> **TRY IT**
The lines to return are those below that contain the word "will".
[[ SUPPLIED INFORMATION open ]]
PR #993, opened 2016-03-23
Fixed deprecated filt and filtfilt functions

tcstewar:
Looks like a ```return``` got left out of https://github.com/nengo/nengo/commit/3fbbba9917e78e4a0ae4d3cdefa5dbeeff41b0d8

This allows the deprecated ```nengo.synapse.filt``` and ```nengo.synapse.filtfilt``` functions to actually return their filtered results, rather than throwing them away and returning None.


tbekolay:
Whoops, good catch! @hunse, care to look and merge?

hunse:
The nice thing about the old way is it did a much better job of discouraging people from using these functions. But I guess this is all right...

PR #994, opened 2016-03-24
Disable IPython history in TravisCI

tbekolay:
We are getting sporadic errors in TravisCI when two threads try to access the IPython history when exporting a notebook to a Python script. This disables the IPython history entirely.

This doesn't actually solve all of the problems; e.g., see [this build](https://travis-ci.org/nengo/nengo/jobs/118276959) which gives an error in an `atexit` function. However, I believe this error won't cause builds to fail, and is just a bug in IPython, which I will file upstream. This PR should fix the error that actually causes builds to fail.

### DIFF
--- a/.travis.yml
+++ b/.travis.yml
@@ -52,8 +52,10 @@ install:
 
 # Run the tests
 script:
+  - mkdir -p "$HOME/.ipython/profile_default"
+  - "echo 'c.HistoryAccessor.enabled = False\n' > $HOME/.ipython/profile_default/ipython_config.py"
   - if [[ -n $SETUP_CMD ]]; then
-      python -c "import numpy; numpy.show_config()"
+      python -c "import numpy; numpy.show_config()";
       python setup.py -q install;
       eval python setup.py "$SETUP_CMD";
     fi


jgosmann:
LGTM :cake:

.travis.yml
```diff
@@ -52,8 +52,10 @@ install:
 
 # Run the tests
 script:
+  - mkdir -p "$HOME/.ipython/profile_default"
+  - "echo 'c.HistoryAccessor.enabled = False\n' > $HOME/.ipython/profile_default/ipython_config.py"
```
hunse: Why is this whole line in quotes?

tbekolay: I just copied the line that used to echo `Agg` to `matplotlibrc` and changed the details; I recall having to use quotes there because of how TravisCI parses YAML but I don't know if it's still necessary, or if it ever was

hunse: Okay, just curious.

tbekolay:
As an update to the intermittent issue that I mentioned above, the [Python exporter](https://github.com/jupyter/nbconvert/issues/273) was the culprit. Fortunately, the issue has [already been fixed](https://github.com/jupyter/nbconvert/pull/229), so when `nbconvert` 4.2 is released, the issue will go away.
[[ SUPPLIED INFORMATION closed ]]
> **TASK SOLUTION**
This doesn't actually solve all of the problems; e.g., see [this build](https://travis-ci.org/nengo/nengo/jobs/118276959) which gives an error in an `atexit` function. However, I believe this error won't cause builds to fail, and is just a bug in IPython, which I will file upstream. This PR should fix the error that actually causes builds to fail.
As an update to the intermittent issue that I mentioned above, the [Python exporter](https://github.com/jupyter/nbconvert/issues/273) was the culprit. Fortunately, the issue has [already been fixed](https://github.com/jupyter/nbconvert/pull/229), so when `nbconvert` 4.2 is released, the issue will go away.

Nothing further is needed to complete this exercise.